Definition

What it is

A streaming KV-cache compression and transmission system from researchers at the University of Chicago that treats the KV-cache as a **bitstream** rather than a tensor. CacheGen applies layer-wise quantization (with per-layer bit budgets) and a custom entropy coder (arithmetic coding with cross-channel context modeling) to shrink KV-cache transmission size by 3-10x for the network shipment between prefill and decode workers in disaggregated serving.

Why it exists

Prefill-decode disaggregation requires shipping the full KV-cache from the prefill worker to the decode worker once prefill completes. For long contexts on large models, that's tens of GB per request — fast on NVLink (within a node), painful on InfiniBand (across nodes), and a non-starter on standard 100GbE. CacheGen's compression makes cross-node disaggregated serving practical on commodity Ethernet.

Primary use cases

Disaggregated LLM serving over commodity networks, edge-to-cloud agentic workflows where the KV-cache is precomputed at the edge and streamed to a cloud decoder, hierarchical KV-cache storage in object stores (S3, MinIO) where transmission cost dominates.

Recent developments

Latest signals

Foundational CacheGen paper. "CacheGen: KV Cache Compression and Streaming for Fast Large Language Model Serving" introduced the streaming-oriented KV-cache compression scheme — layer-wise quantization with per-layer bit budgets, arithmetic coding with cross-channel context modeling.
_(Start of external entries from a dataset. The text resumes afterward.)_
PR #567, opened 2020-11-27
Use remove_local_ironic script from BMO 

kashifest:
Keeping the list of containers to be removed in BMO makes it simpler to maintain. 
This PR should go in after BMO PR# [729](https://github.com/metal3-io/baremetal-operator/pull/729)

### DIFF
--- a/cluster_cleanup.sh
+++ b/cluster_cleanup.sh
@@ -7,6 +7,10 @@ source lib/common.sh
 # Delete cluster
 if [ "${EPHEMERAL_CLUSTER}" == "kind" ]; then
   sudo su -l -c "kind delete cluster  || true" "${USER}"
+  # Kill and remove the running ironic containers
+  if [ -f "$BMOPATH/tools/remove_local_ironic.sh" ]; then
+    "$BMOPATH"/tools/remove_local_ironic.sh
+  fi
 fi
 
 if [ "${EPHEMERAL_CLUSTER}" == "minikube" ]; then
--- a/03_launch_mgmt_cluster.sh
+++ b/03_launch_mgmt_cluster.sh
@@ -449,6 +449,10 @@ function start_management_cluster () {
 # -----------------------------
 
 clone_repos
+
+# Kill and remove the running ironic containers
+"$BMOPATH"/tools/remove_local_ironic.sh
+
 create_clouds_yaml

Per arXiv 2310.07240 — CacheGen.
Integrated as LMCache compression backend. LMCache ships CacheGen as an optional compression layer between its remote store and its transport. Per LMCache + CacheGen blog.
CacheGen reference implementation. Open-source repo (UChi-JCL/CacheGen) with the encoder + decoder + LMCache integration glue. Per GitHub — UChi-JCL/CacheGen.